Sales & Operations Planning – why do we need it?

By Götz-Andreas Kemmner

Another buzzword has been added to the lexicon of business management: sales & operations planning. We’ll tell you what it’s all about and why you should look into it in our two-part article, which we start today.

The ideal image of modern production logistics is characterized by the idea of market-synchronous production: producing what the market needs. Ideally not in advance, but just in time. This ideal version of market-synchronized production is hardly economically feasible in any company today – if it ever was.

Customers and markets are far too “impatient” for that. They demand a high level of readiness to deliver, want short delivery times and on-time deliveries. The increasing number of variants in product portfolios further exacerbates this problem. In most cases, therefore, only a moderate increase in demand is spread across a broad product portfolio, which reduces demand for the individual product and causes it to fluctuate overall. In practice, we regularly hit our heads against the ceiling when trying to produce this widely distributed and fluctuating demand in line with the market: the capacities in production, the available personnel or the suppliers’ ability to deliver are not sufficient.

Strategy mix against impatience

How can you deal with such a market environment as economically as possible?

Five strategies are available to help you overcome this challenge:

  1. You increase production flexibility in such a way that you can follow every hook that market demand throws at you. This usually requires you to maintain higher production capacities or, if you are not yet producing around the clock and around the week, to allow your personnel capacity to fluctuate. However, this not only costs overtime and special bonuses, but often also requires a generally higher number of staff. The advantage of this strategy is usually low inventories in the value chain.
  2. Instead of demanding a high degree of flexibility from the value chain, you can also try to seal off production from the market firestorm with a firewall of inventories. Such a firewall is always possible at the logistical decoupling point – for make-to-stock manufacturers, typically at the finished goods warehouse, for variant manufacturers at the component warehouse before assembly. Although this results in high inventory costs, you save on flexibility costs in production. This comparison of flexibility costs with inventory costs is always the first strategic starting point for the economic optimization of the supply chain. It is not uncommon for the total costs to remain too high and we have to try to take further measures.
  3. One frequently used method is to reduce delivery readiness. As we all know, the required safety stocks virtually explode when delivery readiness levels exceed 95%. Every half percent reduction in delivery readiness can save considerable inventory costs and, of course, increase liquidity.
  4. Just as a reduction in delivery readiness reduces the necessary inventory costs, an accepted delay in delivery reduces the necessary flexibility costs in production. Of course, these two strategies do not come for free either. At the very least, there is a risk that customers will jump ship and we will lose sales to competitors. Unfortunately, it is rarely possible to calculate exactly how high the opportunity costs for this are. However, anyone with a few years of practical experience knows that these costs do arise.
  5. As a last resort, you can try to educate customers to be patient. The European automotive industry is particularly successful on this supposedly ideal path. We are almost conditioned to develop doubts about a selected car when we learn that the car we want to order has a short delivery time. But even the automotive industry is losing customers due to long delivery times. This strategy can only be used by actual or perceived monopolists. There are few of the former, but plenty of the latter – who drives the “wrong” brand of car, buys the “wrong” brand of watch or switches from one long-standing and inexpensive supplier to another? If customers absolutely need the products, a monopolist can perhaps expect them to grudgingly wait in the short term. But perceived monopolies cannot withstand this for long!

What does the SOP do now?

The core task of Sales & Operations Planning (SOP) is primarily to ensure the most economical market supply possible through a suitable mix of the five strategies mentioned. This is a noble demand that many companies fail to meet in practice.

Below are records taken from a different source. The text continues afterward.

PR #2469, opened 2020-03-13
Internal serialization in EclipseState - part 4

akva2:
Sits on top of https://github.com/OPM/opm-simulators/pull/2468

Downstream of https://github.com/OPM/opm-common/pull/1579


ebos/eclmpiserializer.hh
```diff
@@ -75,6 +81,44 @@ public:
...
+    void map(Map<Key, Data>& data)
+    {
+        auto handle = [&](auto& d)
+        {
+            if constexpr (is_vector<Data>::value)
+                vector(d);
+            else if constexpr (is_shared_ptr<Data>::value)
+                shared_ptr(d);
+            else
+                d.serializeOp(*this);
```
blattms: Looks somewhat familiar.

blattms: Aren't there occasions where data is a vector of shared_ptrs? What happens in this case. Or is this gone.

And again I am wondering where the shared_ptrs pointing to the same object are distributed. They are tricky. We definitely, breaking them in our serialization. When serialize and deserialize each shared_ptr will store its own object and have count 1. Will that become a problem?

Hence the question is: why are these shared_ptrs used?

ebos/eclmpiserializer.hh
```diff
@@ -145,6 +209,18 @@ protected:
             const_cast<T2&>(data.second).serializeOp(*this);
     }
 
+    template<class T1>
+    void shared_ptr(const std::shared_ptr<T1>& data)
+    {
+        bool value = data ? true : false;
+        (*this)(value);
+        if (m_op == Operation::UNPACK && value) {
+            const_cast<std::shared_ptr<T1>&>(data) = std::make_shared<T1>();
```
blattms: Does this require a default constructor?

ebos/eclmpiserializer.hh
akva2: Read the code. I have. Carefully. Analyzing every single use of the serialized shared_ptrs. And all of them safe. The actual shared pointers sit in schedule and/or DynamicState<>. Where they are appropriately handled (in the code you pointed out as duplicate). All of this is just like in the existing serialization code.

What happens for vectors of shared_ptr is that we handle them in the 'handle' lambda in the 'vector' member in eclmpiserializer.hh.

ebos/eclmpiserializer.hh
akva2: Yes.

ebos/eclmpiserializer.hh
blattms: I am bowing to the ground before you for that. I have done that myself for the restart stuff.

Good to know that this works.

My fear is that that ther Serializer will one day be treated as an interface, and people will not be aware of the smart pointer trickery, not read the code and happily serialize any kind of shared_ptrs and boom!

But maybe that is for another day to resolve.

blattms:
Also this read the code thing does not scale and quickly becomes expensive.

ebos/eclmpiserializer.hh
akva2: i totally see you fear. But it is very hard to address, I need to serialize what is at hand, and it's almost impossible to handle. We could add a check on the ref count, but that will mostly give a false sense of security.

akva2:
absolutely, i should have stated that otherwise. my point was that i have.

blattms:
I know you have. I was trying to raise general awareness and summon search engines.

PR #2470, opened 2020-03-13
adjust for SummaryNode -> SummaryConfigNode rename

akva2:
Downstream of https://github.com/OPM/opm-common/pull/1582


joakim-hove:
Thank you for the downstream fix :-)

PR #2471, opened 2020-03-13
fixed: do not build ParallelRestart test without MPI

akva2:
Argh, I always forget to check this!


akva2:

akva2:
shameful self-merge to restore serial build.

PR #2457, opened 2020-03-12
EclMpiSerializer for Schedule

akva2:
Downstream of https://github.com/OPM/opm-common/pull/1565

Closes #2467

PR #2474, opened 2020-03-13
Make flow variants use ParallelEclipseState just as flow.

blattms:
Without this patch they would have thrown a bad_cast exception when run with more than 1 process due to the recent changes of having EclipseState only on one process.

I do not claim that I have looked at the results for these.


blattms:
jenkins build this please

akva2:
... would be more productive if https://github.com/OPM/opm-simulators/pull/2457 was processed  first

PR #2483, opened 2020-03-18
Internal serialization in Schedule

akva2:
Downstream of https://github.com/OPM/opm-common/pull/1605


ebos/eclmpiserializer.hh
```diff
@@ -81,17 +85,21 @@ public:
         }
     }
 
-    template<template<class Key, class Data> class Map, class Key, class Data>
+    template<template<class Key, class Data> class Map, class Key, class Data, bool complexType = true>
```
blattms: Even here I do not get it.  Why does this not work:
```
template<class Map, bool complexType = true>
void map(Map& data){
   using Key = typename Map::key_type;
   using Data = typename Map::mapped_type;
  ....
```
Is this for casting?
Comment appreciated

akva2: It's a personal preference to always keep templates template parameters as templates to keep them as generic as possible but i guess in this case agree the cost is high. I have changed it.

akva2:
I also added two final bits; doxy for eclmpiserializer and I split out the serializaton to a separate compile unit to avoid compiling it for every flow variant.

PR #2484, opened 2020-03-19
avoid potentially uninitialized warnings in serial

akva2:
this was actually broken by an upstream change from return-by-reference
to return-by-value (https://github.com/OPM/opm-common/commit/a595e68608830b5c643f19f881422b7d4b80f357), but we were lucky, the return value was
kept in memory until end of block it seems.


akva2:

PR #2485, opened 2020-03-19
fixed: double-parsing of the deck

akva2:
externalDeck = nullptr -> internalDeck was parsed.
i have no idea why we have this external/internal deck in the first place.

now this caught me by surprise! i was doing memory profiling to see why memory usage in parallel was still unexpectedly high in parallel, and boy was i surprised when deck parsing showed up on non-root processes.


akva2:

blattms:
jenkins build this please.

joakim-hove:
> and boy was i surprised when deck parsing showed up on non-root processes.

You can check out any time you like
but you can never leave...

PR #2488, opened 2020-03-20
Fix CUDA version check to allow versions 9.0 or newer.

blattms:


blattms:
jenkins build this please

CMakeLists.txt
```diff
@@ -47,7 +47,12 @@ if(NOT CMAKE_DISABLE_FIND_PACKAGE_CUDA AND
   # only easy way to determine the cublas and cusparse libraries.
   # Hence we call it unconditionally
   # The WellContributions kernel uses __shfl_down_sync, which was introduced in CUDA 9.0
-  find_package(CUDA 9.0)
+  find_package(CUDA)
+  if(CUDA_VERSION VERSION_LESS "9.7")
```
bska: Was this supposed to say `VERSION_LESS "9.0"`?  If not, the diagnostic message should probably refer to version 9.7 instead.

blattms: *flush* This is exactly, why I should not self merge. The changed version number was for testing, only,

In addition, the SOP usually has to deal with two other tasks: In general, markets and the demand for them develop differently than the original business plan once envisaged. Deviations from the sales plan, including the associated development of inventories, capacity utilization and personnel resources, must be identified and analyzed. This is the only way to draw the right conclusions in terms of investment and marketing. Such deviations from the plan should also be identified and the necessary measures coordinated as part of the SOP process.

Ultimately, the start-up of new articles and the phasing out of old ones are key planning tasks for the SOP. Sales and Operations Planning is also required to ensure that the markets are supplied on time and in sufficient quantities and that no excess or remaining stock is created when products are discontinued.

The individual constraints of a company and its markets have a strong influence on sales and operations planning. For this reason, there can be no “standard sales and operations planning process”. Nevertheless, certain basic mechanisms can be recognized that regularly occur in SOP processes (Fig. 1).

How does SOP planning work | Abels & Kemmner

Fig. 1: Sales and Operations Planning process in the diagram


It all starts with the sales plan

The starting point of an SOP process is often a statistical forecast, which is then adjusted to a greater or lesser extent by the sales department. Above all, the sales department must incorporate information about projects, campaigns and competitive developments into the planning process. From this, an initial coordinated forecast can be developed in the form of a demand plan, often referred to as a “demand plan” or “consensus forecast”.

From this demand plan, a market-synchronized production plan can be developed largely mechanically, which does not take into account any major restrictions in terms of available capacity. Depending on whether the sales plan was developed at the level of product families or directly at the level of individual products, the market-synchronized production plan also focuses on product families or individual products.

Second step: capacity planning

The next step is to carry out more or less detailed capacity planning. The most important restrictions that may need to be taken into account are

  • the system capacity,
  • the personnel capacity,
  • the storage capacity,
  • the transport capacity, if applicable,
  • the unfortunately often neglected supplier capacity and
  • possible liquidity restrictions.

If planning is carried out at product family level, it is not normally possible to take open stocks and any order backlogs into account in capacity planning because these two variables always relate to a specific material number or order backlog. refer to a specific article. But the planning is clearer. If capacity reconciliation is carried out at the individual product level, it is possible to plan more precisely and take stock levels and back orders into account when reconciling capacity. However, this also makes capacity leveling more complex and confusing. Splitting capacity leveling into a rough-cut and a detailed planning step is therefore often the method of choice to make use of both advantages.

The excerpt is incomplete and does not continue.